ГЛАВА 25

Пейсли

У страха кислый вкус.

В последние пять минут поездки на велосипеде с Клейном я чувствую только этот вкус, перекрывающий сладость моего завтрака. В животе бурлит, мысли заполняет дурное предчувствие. Все хорошие чувства от пребывания здесь только с Клейном и моей бабушкой приглушены, заслонены реальностью того, почему мы здесь.

— Ты в порядке? — спрашивает Клейн, когда мы проезжаем за домом и прислоняем велосипеды к стене.

Я киваю. Я не в порядке, но единственный выход — пройти через это.

Указывая на дополнительные гольф-кары на подъездной дорожке, я говорю:

— Они здесь.

Моя мама и Бен. Мои тетя и дядя. Мой младший брат и младшие кузены. Сиенна и Шейн.

Уф. Шейн.

Я начинаю идти к дому, но хватка на моей руке возвращает меня обратно.
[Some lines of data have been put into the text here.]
PR #628, opened 2017-11-29
excluded appformer from update kie versions

mbiarnes:
since appformer will have it's own version

### DIFF
--- a/script/release/update-version-all.sh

— Пейсли, — говорит Клейн, мягко притягивая меня ближе. — Наши отношения могут быть показными, но моя дружба искренняя. На этой неделе ты не одна.

Его заявление успокаивает меня, приносит утешение моему сердцу, снимает волнение. Мне нравится, как его глаза ищут мои, как они опускаются ниже и изучают все мое лицо, задерживаясь на моих губах.

— Спасибо, — шепчу я.

Он отпускает меня и идет со мной вверх по лестнице. Шагая впереди меня, чтобы первым добраться до двери, он открывает ее в то же время, когда его рука находит мою поясницу.

И… занавес.

Первой нас замечает моя сестра. Она сидит на барном стуле, подтянув одно колено к груди, а другой ногой держится за перекладину. Ее глаза загораются, когда мы входим в комнату. Она вскакивает со своего места и дважды хлопает в ладоши.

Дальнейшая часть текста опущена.